EXERCISE DATA —
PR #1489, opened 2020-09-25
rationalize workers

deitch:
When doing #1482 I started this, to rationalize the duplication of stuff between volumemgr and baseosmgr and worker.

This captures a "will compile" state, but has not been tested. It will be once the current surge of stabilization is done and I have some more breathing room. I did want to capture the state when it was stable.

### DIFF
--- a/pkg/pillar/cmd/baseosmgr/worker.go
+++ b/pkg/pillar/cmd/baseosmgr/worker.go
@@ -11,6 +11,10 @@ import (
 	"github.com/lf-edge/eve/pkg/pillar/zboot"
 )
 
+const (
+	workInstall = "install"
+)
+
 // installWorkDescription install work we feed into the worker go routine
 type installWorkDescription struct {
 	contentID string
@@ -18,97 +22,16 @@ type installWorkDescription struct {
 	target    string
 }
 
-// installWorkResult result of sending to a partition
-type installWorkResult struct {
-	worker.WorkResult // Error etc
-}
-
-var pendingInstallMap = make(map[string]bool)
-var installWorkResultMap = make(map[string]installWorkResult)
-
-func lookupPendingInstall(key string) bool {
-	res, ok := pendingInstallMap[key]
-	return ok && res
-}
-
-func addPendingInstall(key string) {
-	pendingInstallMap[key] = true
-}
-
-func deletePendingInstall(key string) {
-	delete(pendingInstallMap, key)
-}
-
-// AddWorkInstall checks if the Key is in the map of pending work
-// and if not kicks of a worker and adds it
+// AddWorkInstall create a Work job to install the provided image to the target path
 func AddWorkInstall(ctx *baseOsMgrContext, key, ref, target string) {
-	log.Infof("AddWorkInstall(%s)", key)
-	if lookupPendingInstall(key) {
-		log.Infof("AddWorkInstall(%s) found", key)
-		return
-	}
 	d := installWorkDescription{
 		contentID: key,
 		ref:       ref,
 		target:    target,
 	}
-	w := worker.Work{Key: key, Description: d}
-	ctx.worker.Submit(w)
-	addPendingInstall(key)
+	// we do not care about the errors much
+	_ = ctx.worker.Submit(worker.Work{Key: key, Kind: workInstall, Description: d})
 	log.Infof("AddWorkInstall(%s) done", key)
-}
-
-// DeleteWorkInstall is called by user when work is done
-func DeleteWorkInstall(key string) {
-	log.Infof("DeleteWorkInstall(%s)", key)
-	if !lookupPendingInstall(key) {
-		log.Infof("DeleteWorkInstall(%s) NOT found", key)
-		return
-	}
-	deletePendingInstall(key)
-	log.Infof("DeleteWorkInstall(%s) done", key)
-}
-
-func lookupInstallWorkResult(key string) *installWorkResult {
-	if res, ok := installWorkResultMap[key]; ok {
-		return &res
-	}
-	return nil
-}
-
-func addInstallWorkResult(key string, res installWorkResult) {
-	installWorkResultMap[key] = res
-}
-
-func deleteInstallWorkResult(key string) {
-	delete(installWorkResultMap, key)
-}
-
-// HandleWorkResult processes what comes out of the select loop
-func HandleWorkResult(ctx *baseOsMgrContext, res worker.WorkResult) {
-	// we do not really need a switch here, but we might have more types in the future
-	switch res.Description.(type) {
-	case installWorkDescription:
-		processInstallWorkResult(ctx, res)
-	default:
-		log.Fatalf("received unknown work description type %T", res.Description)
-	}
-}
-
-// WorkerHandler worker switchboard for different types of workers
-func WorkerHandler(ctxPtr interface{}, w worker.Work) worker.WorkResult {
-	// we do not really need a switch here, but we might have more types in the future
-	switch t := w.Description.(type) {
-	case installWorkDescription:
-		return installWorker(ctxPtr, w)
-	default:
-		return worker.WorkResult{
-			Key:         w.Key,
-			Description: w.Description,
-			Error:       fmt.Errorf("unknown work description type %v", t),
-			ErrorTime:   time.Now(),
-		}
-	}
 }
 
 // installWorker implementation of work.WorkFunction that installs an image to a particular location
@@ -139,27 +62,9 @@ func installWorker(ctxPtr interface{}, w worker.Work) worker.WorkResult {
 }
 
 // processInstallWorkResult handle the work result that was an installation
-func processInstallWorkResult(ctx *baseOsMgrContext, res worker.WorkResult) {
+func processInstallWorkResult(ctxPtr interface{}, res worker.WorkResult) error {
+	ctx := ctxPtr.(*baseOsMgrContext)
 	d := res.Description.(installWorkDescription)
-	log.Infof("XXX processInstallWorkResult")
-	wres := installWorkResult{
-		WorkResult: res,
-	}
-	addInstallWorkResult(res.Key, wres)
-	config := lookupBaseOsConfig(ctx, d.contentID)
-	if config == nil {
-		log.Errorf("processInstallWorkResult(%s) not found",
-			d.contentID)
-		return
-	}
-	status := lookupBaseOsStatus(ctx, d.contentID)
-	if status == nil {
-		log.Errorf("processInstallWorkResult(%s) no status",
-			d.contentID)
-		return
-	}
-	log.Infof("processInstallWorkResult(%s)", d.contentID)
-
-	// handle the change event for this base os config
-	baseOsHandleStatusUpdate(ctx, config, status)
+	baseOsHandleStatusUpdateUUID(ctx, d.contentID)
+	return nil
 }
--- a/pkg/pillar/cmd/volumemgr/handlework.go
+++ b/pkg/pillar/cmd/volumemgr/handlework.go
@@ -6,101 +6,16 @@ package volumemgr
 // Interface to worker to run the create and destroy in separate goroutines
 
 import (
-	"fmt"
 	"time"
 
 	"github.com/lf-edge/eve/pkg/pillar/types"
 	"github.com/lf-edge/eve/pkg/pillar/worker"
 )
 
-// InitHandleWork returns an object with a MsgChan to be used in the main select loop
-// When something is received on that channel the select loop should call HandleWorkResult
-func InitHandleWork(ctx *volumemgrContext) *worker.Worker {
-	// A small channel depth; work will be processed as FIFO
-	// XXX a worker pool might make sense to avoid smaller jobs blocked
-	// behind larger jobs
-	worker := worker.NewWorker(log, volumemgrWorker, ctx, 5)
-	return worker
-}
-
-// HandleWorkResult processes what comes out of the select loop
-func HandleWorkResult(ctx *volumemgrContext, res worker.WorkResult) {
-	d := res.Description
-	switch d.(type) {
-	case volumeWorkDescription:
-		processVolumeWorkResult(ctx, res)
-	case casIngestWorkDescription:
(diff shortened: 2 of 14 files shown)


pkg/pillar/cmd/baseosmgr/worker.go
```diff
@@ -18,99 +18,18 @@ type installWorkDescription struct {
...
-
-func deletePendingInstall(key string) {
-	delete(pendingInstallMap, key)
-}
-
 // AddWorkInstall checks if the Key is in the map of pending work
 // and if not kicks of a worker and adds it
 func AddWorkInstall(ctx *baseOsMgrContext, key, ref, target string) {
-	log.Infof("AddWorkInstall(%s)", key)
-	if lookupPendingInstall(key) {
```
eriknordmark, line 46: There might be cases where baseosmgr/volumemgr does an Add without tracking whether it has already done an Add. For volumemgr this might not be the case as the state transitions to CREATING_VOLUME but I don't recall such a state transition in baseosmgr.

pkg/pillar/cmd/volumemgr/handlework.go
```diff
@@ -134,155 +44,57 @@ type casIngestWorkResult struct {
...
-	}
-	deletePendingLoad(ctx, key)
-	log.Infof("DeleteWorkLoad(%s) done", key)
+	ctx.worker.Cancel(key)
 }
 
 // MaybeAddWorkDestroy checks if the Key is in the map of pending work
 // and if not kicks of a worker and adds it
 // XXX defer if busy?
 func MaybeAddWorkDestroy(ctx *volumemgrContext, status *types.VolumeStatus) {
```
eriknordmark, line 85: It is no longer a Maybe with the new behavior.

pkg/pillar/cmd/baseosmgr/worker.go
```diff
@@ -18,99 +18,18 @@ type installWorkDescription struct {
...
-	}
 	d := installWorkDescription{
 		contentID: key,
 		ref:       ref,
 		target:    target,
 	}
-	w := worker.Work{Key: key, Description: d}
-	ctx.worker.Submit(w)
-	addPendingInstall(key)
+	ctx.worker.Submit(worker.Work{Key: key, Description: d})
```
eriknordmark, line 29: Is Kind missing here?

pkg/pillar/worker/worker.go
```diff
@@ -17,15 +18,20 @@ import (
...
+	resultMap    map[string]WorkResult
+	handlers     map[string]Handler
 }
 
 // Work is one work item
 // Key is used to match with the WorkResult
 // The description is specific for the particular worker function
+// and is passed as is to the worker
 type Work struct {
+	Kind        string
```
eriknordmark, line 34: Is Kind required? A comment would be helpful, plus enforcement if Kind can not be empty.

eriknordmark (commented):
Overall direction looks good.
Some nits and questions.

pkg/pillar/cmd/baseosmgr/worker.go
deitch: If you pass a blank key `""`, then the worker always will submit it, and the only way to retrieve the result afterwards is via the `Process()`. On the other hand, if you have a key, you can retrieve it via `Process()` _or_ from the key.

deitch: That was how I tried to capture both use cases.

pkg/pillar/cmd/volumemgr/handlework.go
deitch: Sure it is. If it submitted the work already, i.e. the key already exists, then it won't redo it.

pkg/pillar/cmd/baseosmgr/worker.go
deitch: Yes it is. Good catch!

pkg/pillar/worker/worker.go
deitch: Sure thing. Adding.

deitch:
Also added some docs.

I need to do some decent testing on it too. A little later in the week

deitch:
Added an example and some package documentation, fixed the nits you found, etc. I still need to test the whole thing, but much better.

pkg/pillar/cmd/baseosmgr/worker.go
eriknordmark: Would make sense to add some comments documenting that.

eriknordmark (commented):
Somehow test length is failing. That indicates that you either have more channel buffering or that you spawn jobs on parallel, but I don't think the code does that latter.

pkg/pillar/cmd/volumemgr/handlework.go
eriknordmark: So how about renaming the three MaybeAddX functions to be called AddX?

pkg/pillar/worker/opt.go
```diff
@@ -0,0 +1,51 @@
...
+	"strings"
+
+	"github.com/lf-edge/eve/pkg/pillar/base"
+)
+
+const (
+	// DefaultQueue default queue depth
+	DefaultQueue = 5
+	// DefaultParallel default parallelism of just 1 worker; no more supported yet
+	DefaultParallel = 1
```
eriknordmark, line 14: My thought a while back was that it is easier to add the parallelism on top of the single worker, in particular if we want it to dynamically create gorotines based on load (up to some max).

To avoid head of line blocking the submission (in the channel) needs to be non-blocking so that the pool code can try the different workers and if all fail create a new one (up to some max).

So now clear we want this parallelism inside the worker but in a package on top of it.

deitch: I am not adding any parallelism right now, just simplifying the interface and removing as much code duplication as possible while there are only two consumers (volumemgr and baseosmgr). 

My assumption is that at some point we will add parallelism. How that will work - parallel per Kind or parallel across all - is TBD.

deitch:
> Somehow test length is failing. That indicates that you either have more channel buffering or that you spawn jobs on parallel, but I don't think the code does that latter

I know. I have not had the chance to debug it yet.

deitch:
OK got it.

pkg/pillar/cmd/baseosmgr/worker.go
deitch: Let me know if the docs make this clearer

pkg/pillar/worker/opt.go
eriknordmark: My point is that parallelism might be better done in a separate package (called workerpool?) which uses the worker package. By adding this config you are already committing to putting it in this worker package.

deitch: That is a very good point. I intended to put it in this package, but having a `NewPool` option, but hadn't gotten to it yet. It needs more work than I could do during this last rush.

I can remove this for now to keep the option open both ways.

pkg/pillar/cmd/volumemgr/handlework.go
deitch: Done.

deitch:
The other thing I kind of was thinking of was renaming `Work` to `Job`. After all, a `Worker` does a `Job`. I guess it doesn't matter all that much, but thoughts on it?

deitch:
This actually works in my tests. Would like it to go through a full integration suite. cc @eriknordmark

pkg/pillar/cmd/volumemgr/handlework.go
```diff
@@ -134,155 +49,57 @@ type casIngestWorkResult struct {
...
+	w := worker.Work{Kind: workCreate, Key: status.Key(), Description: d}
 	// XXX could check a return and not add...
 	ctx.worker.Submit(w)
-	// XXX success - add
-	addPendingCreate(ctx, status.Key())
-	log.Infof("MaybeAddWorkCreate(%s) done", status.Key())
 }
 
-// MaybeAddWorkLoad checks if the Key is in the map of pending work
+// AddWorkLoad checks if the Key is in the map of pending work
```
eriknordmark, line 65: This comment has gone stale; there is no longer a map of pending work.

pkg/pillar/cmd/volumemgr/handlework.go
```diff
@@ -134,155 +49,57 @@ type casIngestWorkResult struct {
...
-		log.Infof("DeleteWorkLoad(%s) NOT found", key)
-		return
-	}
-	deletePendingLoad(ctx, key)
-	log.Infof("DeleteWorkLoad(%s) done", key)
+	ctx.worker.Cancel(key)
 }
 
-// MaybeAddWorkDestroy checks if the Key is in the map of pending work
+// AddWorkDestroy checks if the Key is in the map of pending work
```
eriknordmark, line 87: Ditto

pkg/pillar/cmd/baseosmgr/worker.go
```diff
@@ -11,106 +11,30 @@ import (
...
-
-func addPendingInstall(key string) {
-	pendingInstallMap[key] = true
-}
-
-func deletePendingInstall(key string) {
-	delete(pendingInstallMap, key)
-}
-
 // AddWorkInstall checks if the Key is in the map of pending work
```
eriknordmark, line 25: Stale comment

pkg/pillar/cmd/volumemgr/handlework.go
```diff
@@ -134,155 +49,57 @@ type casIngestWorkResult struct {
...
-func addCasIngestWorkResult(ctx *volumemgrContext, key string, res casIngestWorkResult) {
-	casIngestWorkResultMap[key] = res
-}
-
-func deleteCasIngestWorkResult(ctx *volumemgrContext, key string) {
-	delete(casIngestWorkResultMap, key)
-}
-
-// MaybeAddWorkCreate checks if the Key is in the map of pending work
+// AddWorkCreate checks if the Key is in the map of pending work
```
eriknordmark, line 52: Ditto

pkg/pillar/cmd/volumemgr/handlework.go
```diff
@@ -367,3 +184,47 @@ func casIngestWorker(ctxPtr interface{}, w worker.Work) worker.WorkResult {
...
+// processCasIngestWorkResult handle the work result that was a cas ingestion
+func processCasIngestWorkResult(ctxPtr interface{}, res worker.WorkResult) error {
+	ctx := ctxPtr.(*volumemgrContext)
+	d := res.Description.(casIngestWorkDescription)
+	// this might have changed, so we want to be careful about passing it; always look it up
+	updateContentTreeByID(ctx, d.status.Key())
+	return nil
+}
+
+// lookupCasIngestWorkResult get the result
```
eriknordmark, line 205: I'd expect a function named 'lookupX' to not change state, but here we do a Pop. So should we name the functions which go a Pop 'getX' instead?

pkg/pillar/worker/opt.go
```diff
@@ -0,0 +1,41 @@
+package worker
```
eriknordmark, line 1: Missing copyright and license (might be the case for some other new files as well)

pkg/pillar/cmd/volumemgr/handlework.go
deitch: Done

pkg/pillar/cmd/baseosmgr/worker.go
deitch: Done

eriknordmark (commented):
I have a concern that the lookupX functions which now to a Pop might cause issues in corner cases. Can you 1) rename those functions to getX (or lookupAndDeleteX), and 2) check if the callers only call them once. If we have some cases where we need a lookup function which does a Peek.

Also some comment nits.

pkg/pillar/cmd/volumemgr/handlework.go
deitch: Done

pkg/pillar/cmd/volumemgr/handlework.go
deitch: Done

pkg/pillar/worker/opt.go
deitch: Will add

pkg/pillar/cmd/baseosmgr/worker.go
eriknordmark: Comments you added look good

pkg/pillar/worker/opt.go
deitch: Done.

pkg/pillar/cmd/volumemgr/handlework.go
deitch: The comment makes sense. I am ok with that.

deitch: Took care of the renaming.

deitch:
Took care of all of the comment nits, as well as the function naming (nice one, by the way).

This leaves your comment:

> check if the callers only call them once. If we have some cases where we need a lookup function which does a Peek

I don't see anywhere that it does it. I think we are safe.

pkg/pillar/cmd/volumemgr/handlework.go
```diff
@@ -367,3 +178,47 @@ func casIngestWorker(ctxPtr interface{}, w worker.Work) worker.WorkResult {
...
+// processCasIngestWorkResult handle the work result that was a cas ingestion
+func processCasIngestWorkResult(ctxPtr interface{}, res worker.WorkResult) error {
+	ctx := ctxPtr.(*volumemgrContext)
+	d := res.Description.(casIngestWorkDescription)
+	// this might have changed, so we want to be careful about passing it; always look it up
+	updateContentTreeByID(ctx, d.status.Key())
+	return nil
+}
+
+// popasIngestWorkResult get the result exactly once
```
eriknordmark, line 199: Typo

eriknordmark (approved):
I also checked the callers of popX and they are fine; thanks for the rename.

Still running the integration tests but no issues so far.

THE TASK —
From the first line of the data above through the line containing "When doing #1482", set each line down again exactly; include both ends and omit everything else.

EXERCISE SOLUTION —
PR #1489, opened 2020-09-25
rationalize workers

deitch:
When doing #1482 I started this, to rationalize the duplication of stuff between volumemgr and baseosmgr and worker.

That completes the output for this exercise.